About DARZALEX(daratumumab)
DARZALEX (daratumumab) injection for intravenous infusion is indicated in the United States in combination with bortezomib, melphalan and prednisone for the treatment of patients with newly diagnosed multiple myeloma who are ineligible for autologous stem cell transplant; in combination with lenalidomide and dexamethasone, or bortezomib and dexamethasone, for the treatment of patients with multiple myeloma who have received at least one prior therapy; in combination with pomalidomide and dexamethasone for the treatment of patients with multiple myeloma who have received at least two prior therapies, including lenalidomide and a proteasome inhibitor (PI); and as a monotherapy for the treatment of patients with multiple myeloma who have received at least three prior lines of therapy, including a PI and an immunomodulatory agent, or who are double-refractory to a PI and an immunomodulatory agent.1 DARZALEX is the first monoclonal antibody (mAb) to receive U.S. Food and Drug Administration (U.S. FDA) approval to treat multiple myeloma. DARZALEX is indicated in Europe in combination with bortezomib, melphalan and prednisone for the treatment of adult patients with newly diagnosed multiple myeloma who are ineligible for autologous stem cell transplant; for use in combination with lenalidomide and dexamethasone, or bortezomib and dexamethasone, for the treatment of adult patients with multiple myeloma who have received at least one prior therapy; and as monotherapy for the treatment of adult patients with relapsed and refractory multiple myeloma, whose prior therapy included a PI and an immunomodulatory agent and who have demonstrated disease progression on the last therapy. The option to split the first infusion of DARZALEX over two consecutive days has been approved in both Europe and the U.S. In Japan, DARZALEX is approved in combination with lenalidomide and dexamethasone, or bortezomib and dexamethasone, for the treatment of adults with relapsed or refractory multiple myeloma. DARZALEX is the first human CD38 monoclonal antibody to reach the market in the United Stated, Europe and Japan. For more information, visit www.DARZALEX.com.

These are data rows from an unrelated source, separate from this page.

PR #779, opened 2018-02-25
Resize input image in squeezenet demo

jbencook:
For some reason my browser is pulling in the cat image as a 226x226 image causing the squeezenet demo to fail. This change forces the input size to be 227x227. This fixes the demo for me and should make the required image size more explicit for other newcomers.

screen shot 2018-02-25 at 1 35 54 pm

---
This change is [Reviewable](https://reviewable.io/reviews/pair-code/deeplearnjs/779)

### DIFF
--- a/models/squeezenet/demo.html
+++ b/models/squeezenet/demo.html
@@ -22,8 +22,9 @@
     resultElement.innerText = 'Predicting...';
 
     const pixels = dl.fromPixels(cat);
+    const resized = dl.image.resizeBilinear(pixels, [227, 227]);
 
-    const result = squeezeNet.predict(pixels);
+    const result = squeezeNet.predict(resized);
 
     resultElement.innerText = '';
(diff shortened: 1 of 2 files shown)


jbencook:
I just realized someone else submitted [this fix](#489) a couple months ago. I'm happy to close my PR but the current state is pretty confusing if you're checking out this package for the first time. I agree with [their comment](https://github.com/PAIR-code/deeplearnjs/pull/489#issuecomment-354596818) that resizing inside the model is not ideal. But I added a more informative error in case someone else passes the wrong size image in.

nsthorat:
:lgtm_strong:

---

---



*Comments from [Reviewable](https://reviewable.io:443/reviews/pair-code/deeplearnjs/779#-:-L6IuJE2trTabENvomRM:b-jbsf8z)*

PR #785, opened 2018-02-26
Dispose Tensors as needed during async stream processing.

davidsoergel:
This approach differs from the prior plan to introduce synchronous streams.  We can still discuss different designs, but this PR at least makes the current design work for now.

The idea is that streams remain fully async, pull-only, source streams.  Because next() is async, it is not possible to include it within a dl.tidy().  At the same time, Tensors returned from next() must be protected from being inadvertently tidied.  Thus, all Tensors returned from a stream have already had dl.keep() called on them, and so must be manually disposed.

This PR ensures that all Tensors produced as intermediate results during pipeline operation are automatically disposed, so that the only ones that the user is responsible for are those returned from next().

Note this disallows passing async user functions to map(), filter(), and forEach().  Those user functions will be automatically wrapped in dl.tidy().

---
This change is [Reviewable](https://reviewable.io/reviews/pair-code/deeplearnjs/785)


nsthorat:
Happy to chat more about this in person, would be good to understand next steps for the memory management stuff.

---

Review status: 0 of 7 files reviewed at latest revision, 16 unresolved discussions, some commit checks failed.

---

*[src/contrib/data/batch_dataset.ts, line 19 at r1](https://reviewable.io:443/reviews/pair-code/deeplearnjs/785#-L6JFhjjRab2ID2gI5Gv:-L6JFhjjRab2ID2gI5Gw:br668w1) ([raw file](https://github.com/pair-code/deeplearnjs/blob/f80bb7a2664eb35ad0fe052d91707996a89fbdb8/src/contrib/data/batch_dataset.ts#L19)):*
> ```XML
>  */
> 
> import * as dl from '../../index';
> ```

this will introduce a cycle, import keep directly from tracking.ts

---

*[src/contrib/data/batch_dataset_test.ts, line 18 at r1](https://reviewable.io:443/reviews/pair-code/deeplearnjs/785#-L6JGNBLnFESiFKxcEXh:-L6JGNBLnFESiFKxcEXi:byy0yjv) ([raw file](https://github.com/pair-code/deeplearnjs/blob/f80bb7a2664eb35ad0fe052d91707996a89fbdb8/src/contrib/data/batch_dataset_test.ts#L18)):*
> ```XML
>  */
> 
> import {DatasetBatch} from '..';
> ```

import from the file directly

---

*[src/contrib/data/batch_dataset_test.ts, line 95 at r1](https://reviewable.io:443/reviews/pair-code/deeplearnjs/785#-L6JH3Tl0yUMqCcRKLfm:-L6JH3Tl0yUMqCcRKLfn:b77wj8h) ([raw file](https://github.com/pair-code/deeplearnjs/blob/f80bb7a2664eb35ad0fe052d91707996a89fbdb8/src/contrib/data/batch_dataset_test.ts#L95)):*
> ```XML
> });
> 
> function consume(input: DatasetBatch): void {
> ```

can we put this in some common util somewhere, we seem to use it in several places?

And can we maybe just call this disposeBatch or something to that effect?

---

*[src/contrib/data/dataset.ts, line 287 at r1](https://reviewable.io:443/reviews/pair-code/deeplearnjs/785#-L6JHcZcB1uUHlpBpyxj:-L6JHcZcB1uUHlpBpyxk:b-706mww) ([raw file](https://github.com/pair-code/deeplearnjs/blob/f80bb7a2664eb35ad0fe052d91707996a89fbdb8/src/contrib/data/dataset.ts#L287)):*
> ```XML
>         f(input);
>         consume(input);
>         return {};
> ```

why return {} at all?

---

*[src/contrib/data/dataset.ts, line 360 at r1](https://reviewable.io:443/reviews/pair-code/deeplearnjs/785#-L6JHiPuu_dMzpKhS6ck:-L6JHiPuu_dMzpKhS6cl:b60m3nl) ([raw file](https://github.com/pair-code/deeplearnjs/blob/f80bb7a2664eb35ad0fe052d91707996a89fbdb8/src/contrib/data/dataset.ts#L360)):*
> ```XML
>  * Tensors are still present in the output.
>  */
> function consumePrep(input: DatasetElement): (output: DatasetElement) => void {
> ```

move this logic out to a util, this code looks quite similar to the code in batch_dataset

---

*[src/contrib/data/dataset.ts, line 384 at r1](https://reviewable.io:443/reviews/pair-code/deeplearnjs/785#-L6JN3ZWFbW_9nPNR5AD:-L6JN3ZWFbW_9nPNR5AE:bjbnjgt) ([raw file](https://github.com/pair-code/deeplearnjs/blob/f80bb7a2664eb35ad0fe052d91707996a89fbdb8/src/contrib/data/dataset.ts#L384)):*
> ```XML
> }
> 
> function retain(input: DatasetElement): DatasetElement {
> ```

can we call this something like keepDatasetElement so it's the same terminology as keep()?

---

*[src/contrib/data/dataset_test.ts, line 19 at r1](https://reviewable.io:443/reviews/pair-code/deeplearnjs/785#-L6JHwJQcGBQFYHuVbde:-L6JHwJQcGBQFYHuVbdf:b-7bchbt) ([raw file](https://github.com/pair-code/deeplearnjs/blob/f80bb7a2664eb35ad0fe052d91707996a89fbdb8/src/contrib/data/dataset_test.ts#L19)):*
> ```XML
>  */
> 
> import {keep} from '../../globals';
> ```

you can use keep via dl here (since tests use the public API).

---

*[src/contrib/data/dataset_test.ts, line 63 at r1](https://reviewable.io:443/reviews/pair-code/deeplearnjs/785#-L6JOtU_4aQf-v5ya4XY:-L6JOtU_4aQf-v5ya4XZ:bkcuhj4) ([raw file](https://github.com/pair-code/deeplearnjs/blob/f80bb7a2664eb35ad0fe052d91707996a89fbdb8/src/contrib/data/dataset_test.ts#L63)):*
> ```XML
> }
> 
> describeWithFlags('Dataset', ALL_ENVS, () => {
> ```

use CPU_ENVs, no need to run this everywhere.

---

*[src/contrib/data/dataset_test.ts, line 213 at r1](https://reviewable.io:443/reviews/pair-code/deeplearnjs/785#-L6JOmK5_TQfBYyL3H1j:-L6JOmK5_TQfBYyL3H1k:b-yyhiba) ([raw file](https://github.com/pair-code/deeplearnjs/blob/f80bb7a2664eb35ad0fe052d91707996a89fbdb8/src/contrib/data/dataset_test.ts#L213)):*
> ```XML
>         return {};
>       })
>         .then(() => expect(count).toEqual(100))
> ```

use await in your tests for readability.

---

*[src/contrib/data/streams/data_stream.ts, line 150 at r1](https://reviewable.io:443/reviews/pair-code/deeplearnjs/785#-L6JOQI7expcsdnOE7ir:-L6JOQI7expcsdnOE7is:bulbp3j) ([raw file](https://github.com/pair-code/deeplearnjs/blob/f80bb7a2664eb35ad0fe052d91707996a89fbdb8/src/contrib/data/streams/data_stream.ts#L150)):*
> ```XML
>    * @returns A `DataStream` of transformed elements.
>    */
>   map<OUT>(
> ```

is OUT a generic? If so, use "O".

---

*[src/contrib/data/streams/data_stream.ts, line 152 at r1](https://reviewable.io:443/reviews/pair-code/deeplearnjs/785#-L6JMlmfkq98ErqRdrOC:-L6JMlmfkq98ErqRdrOD:b-xw1ksg) ([raw file](https://github.com/pair-code/deeplearnjs/blob/f80bb7a2664eb35ad0fe052d91707996a89fbdb8/src/contrib/data/streams/data_stream.ts#L152)):*
> ```XML
>   map<OUT>(
>       transform: (value: T) => OUT,
>       consumePrep?: (item: T) => ((output: OUT) => void),
> ```

add jsdocs, "consumePrep" on it's own doesn't tell me exactly what it does

---

*[src/contrib/data/streams/data_stream.ts, line 288 at r1](https://reviewable.io:443/reviews/pair-code/deeplearnjs/785#-L6JMVdI3KkVGiWqSR3R:-L6JMVdI3KkVGiWqSR3S:b-jjzns0) ([raw file](https://github.com/pair-code/deeplearnjs/blob/f80bb7a2664eb35ad0fe052d91707996a89fbdb8/src/contrib/data/streams/data_stream.ts#L288)):*
> ```XML
>     while (this.count++ < this.maxCount) {
>       const skipped = await this.upstream.next();
>       if (this.consume != null) this.consume(skipped);
> ```

use {}

---

*[src/contrib/data/streams/data_stream.ts, line 402 at r1](https://reviewable.io:443/reviews/pair-code/deeplearnjs/785#-L6JMgWTF1QWPWqu1_l4:-L6JMgWTF1QWPWqu1_l5:bqd1vzk) ([raw file](https://github.com/pair-code/deeplearnjs/blob/f80bb7a2664eb35ad0fe052d91707996a89fbdb8/src/contrib/data/streams/data_stream.ts#L402)):*
> ```XML
>       protected upstream: DataStream<T>,
>       protected predicate: (value: T) => boolean,
>       protected consume: (item: T) => void) {
> ```

this is optional, right?

---

*[src/contrib/data/streams/data_stream.ts, line 413 at r1](https://reviewable.io:443/reviews/pair-code/deeplearnjs/785#-L6JMZgYC3YxE15yRDNa:-L6JMZgYC3YxE15yRDNb:b-jjzns0) ([raw file](https://github.com/pair-code/deeplearnjs/blob/f80bb7a2664eb35ad0fe052d91707996a89fbdb8/src/contrib/data/streams/data_stream.ts#L413)):*
> ```XML
>     if (this.predicate(item)) {
>       this.outputQueue.push(item);
>     } else if (this.consume != null)
> ```

use {}

---

*[src/contrib/data/streams/data_stream.ts, line 419 at r1](https://reviewable.io:443/reviews/pair-code/deeplearnjs/785#-L6JKTo5EHIP20EeocQ7:-L6JKTo5EHIP20EeocQ8:b-ock95z) ([raw file](https://github.com/pair-code/deeplearnjs/blob/f80bb7a2664eb35ad0fe052d91707996a89fbdb8/src/contrib/data/streams/data_stream.ts#L419)):*
> ```XML
> }
> 
> class MapStream<IN, OUT> extends QueueStream<OUT> {
> ```

can you make these I and O for consistency with generics, and everywhere else in this PR?

---

*[src/contrib/data/streams/data_stream.ts, line 438 at r1](https://reviewable.io:443/reviews/pair-code/deeplearnjs/785#-L6JK0Mj41sDmKGBKlGA:-L6JK0Mj41sDmKGBKlGB:b5qws61) ([raw file](https://github.com/pair-code/deeplearnjs/blob/f80bb7a2664eb35ad0fe052d91707996a89fbdb8/src/contrib/data/streams/data_stream.ts#L438)):*
> ```XML
>     let mapped = this.transform(item);
> 
>     if (this.retain != null) mapped = this.retain(mapped);
> ```

use {} here and below (ts style)

---


*Comments from [Reviewable](https://reviewable.io:443/reviews/pair-code/deeplearnjs/785#-:-L6JLvvTi-G9yVvyNE-A:bzbro72)*

nsthorat:
Maybe that convo can be our sync tomorrow when Daniel gets back

---

Review status: 0 of 7 files reviewed at latest revision, 16 unresolved discussions, some commit checks failed.

---



*Comments from [Reviewable](https://reviewable.io:443/reviews/pair-code/deeplearnjs/785#-:-L6JPafH_EC5xvaC-AWI:b-2xouhz)*

davidsoergel:
You bet, happy to chat.  Thanks for the review!

---

Review status: 0 of 7 files reviewed at latest revision, 17 unresolved discussions, some commit checks failed.

---

*[src/contrib/data/batch_dataset.ts, line 19 at r1](https://reviewable.io:443/reviews/pair-code/deeplearnjs/785#-L6JFhjjRab2ID2gI5Gv:-L6JQmZNbnFGEsssND8F:bw4tlww) ([raw file](https://github.com/pair-code/deeplearnjs/blob/f80bb7a2664eb35ad0fe052d91707996a89fbdb8/src/contrib/data/batch_dataset.ts#L19)):*

this will introduce a cycle, import keep directly from tracking.ts
</blockquote></details>

Oops quite so, thanks.  I fixed a pile of these already but apparently missed a couple.

---

*[src/contrib/data/batch_dataset_test.ts, line 18 at r1](https://reviewable.io:443/reviews/pair-code/deeplearnjs/785#-L6JGNBLnFESiFKxcEXh:-L6JRBfISvuuaGuTG-y3:b-896fix) ([raw file](https://github.com/pair-code/deeplearnjs/blob/f80bb7a2664eb35ad0fe052d91707996a89fbdb8/src/contrib/data/batch_dataset_test.ts#L18)):*

import from the file directly
</blockquote></details>

Done.

---

*[src/contrib/data/batch_dataset_test.ts, line 95 at r1](https://reviewable.io:443/reviews/pair-code/deeplearnjs/785#-L6JH3Tl0yUMqCcRKLfm:-L6JZB3QwDeFwd-PdCgb:bx0gunu) ([raw file](https://github.com/pair-code/deeplearnjs/blob/f80bb7a2664eb35ad0fe052d91707996a89fbdb8/src/contrib/data/batch_dataset_test.ts#L95)):*

can we put this in some common util somewhere, we seem to use it in several places?

And can we maybe just call this disposeBatch or something to that effect?
</blockquote></details>

I did rename all these.  Re putting them in a common util class: they're all private.  Do you think the util consolidation is worth the cost of unnecessarily exporting them?  They are actually all a bit different, too-- sure a few lines here and there might be factored out, but not all that much.

---

*[src/contrib/data/dataset.ts, line 287 at r1](https://reviewable.io:443/reviews/pair-code/deeplearnjs/785#-L6JHcZcB1uUHlpBpyxj:-L6JRjfrOqOedNL8vC8Z:b-o4ga4u) ([raw file](https://github.com/pair-code/deeplearnjs/blob/f80bb7a2664eb35ad0fe052d91707996a89fbdb8/src/contrib/data/dataset.ts#L287)):*

why return {} at all?
</blockquote></details>

That's because the current implementation interprets null or undefined as "end of stream".  I'm already fixing this in the next PR by switching next() to return IteratorResult&lt;T> aka {value:T, done:boolean} throughout.

---

*[src/contrib/data/dataset.ts, line 360 at r1](https://reviewable.io:443/reviews/pair-code/deeplearnjs/785#-L6JHiPuu_dMzpKhS6ck:-L6JZeGpUTARBcxYlKTx:b-cvmrhq) ([raw file](https://github.com/pair-code/deeplearnjs/blob/f80bb7a2664eb35ad0fe052d91707996a89fbdb8/src/contrib/data/dataset.ts#L360)):*

move this logic out to a util, this code looks quite similar to the code in batch_dataset
</blockquote></details>

See above: similar but not the same, and private.  Happy to move it out if you still prefer it that way.  Another approach would be to graduate DatasetElement and DatasetBatch to full classes, which could then have keep(), dispose(), and disposePrep() methods.

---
PR #791, opened 2018-02-27
Add a 'custom' backend to allow more than 'cpu' and 'gpu' backends.

nkreeger:
First idea at enabling the environment to allow a custom backend. I don't think I need to get into the weeds about setting the best-backend just yet. Happy to take another approach - but type def'ing constants is hard to work with outside of the package.

---
This change is [Reviewable](https://reviewable.io/reviews/pair-code/deeplearnjs/791)

### DIFF
--- a/src/environment.ts
+++ b/src/environment.ts
@@ -186,7 +186,7 @@ function isWebGLGetBufferSubDataAsyncExtensionEnabled(webGLVersion: number) {
 }
 
 /** @docalias 'webgl'|'cpu' */
-export type BackendType = 'webgl'|'cpu';
+export type BackendType = 'webgl'|'cpu'|string;
 
 /** List of currently supported backends ordered by preference. */
 const SUPPORTED_BACKENDS: BackendType[] = ['webgl', 'cpu'];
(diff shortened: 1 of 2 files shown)


nsthorat:
I think this approach is good, let's wait for @dsmilkov though since he wrote the setBackend code.

dsmilkov:
:lgtm_strong:

---

Reviewed 2 of 2 files at r1.

---

*[src/environment_test.ts, line 266 at r1](https://reviewable.io:443/reviews/pair-code/deeplearnjs/791#-L6N4spaB6LUrSQiN3qG:-L6N4spaB6LUrSQiN3qH:b-kbhtgk) ([raw file](https://github.com/pair-code/deeplearnjs/blob/e694fe839fdb84870175396d9a1db500e61ef309/src/environment_test.ts#L266)):*
> ```XML
>   it('allow custom backend', () => {
>     const backend = new MathBackendCPU();
>     const success = ENV.addCustomBackend('custom', () => backend);
> ```

Hey Nick , this is good, but I think you should use ENV.registerBackend in your library instead of addCustomBackend.

---


*Comments from [Reviewable](https://reviewable.io:443/reviews/pair-code/deeplearnjs/791#-:-L6N55V4OuVofIkWEdyn:b-jbsf8z)*

PR #793, opened 2018-02-28
Add gradients for tile op

caisq:
Currently, 1, 2, 3 and 4D cases are covered.

---
This change is [Reviewable](https://reviewable.io/reviews/pair-code/deeplearnjs/793)


nsthorat:
:lgtm_strong:

This is awesome, thanks for doing this!

I was thinking you could reduce the size of the memory footprint by disposing the intermediates directly, but then realized you can't dispose() directly in a gradient right now... that's going to be a tricky one to fix.

---

---



*Comments from [Reviewable](https://reviewable.io:443/reviews/pair-code/deeplearnjs/793#-:-L6PiDg19SDuAtqUGH-l:blg875c)*

caisq:
Added TODO item for memory optimization.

Daratumumab is a human IgG1k monoclonal antibody (mAb) that binds with high affinity to the CD38 molecule, which is highly expressed on the surface of multiple myeloma cells. Daratumumab triggers a person’s own immune system to attack the cancer cells, resulting in rapid tumor cell death through multiple immune-mediated mechanisms of action and through immunomodulatory effects, in addition to direct tumor cell death, via apoptosis (programmed cell death).1,2,3,4,5
Daratumumab is being developed by Janssen Biotech, Inc. under an exclusive worldwide license to develop, manufacture and commercialize daratumumab from Genmab. A comprehensive clinical development program for daratumumab is ongoing, including multiple Phase III studies in smoldering, relapsed and frontline multiple myeloma settings and in amyloidosis. Additional studies are ongoing or planned to assess the potential of daratumumab in other malignant and pre-malignant diseases, such as NKT-cell lymphoma, B and T-ALL. Daratumumab has received two Breakthrough Therapy Designations from the U.S. FDA, for multiple myeloma, as both a monotherapy and in combination with other therapies.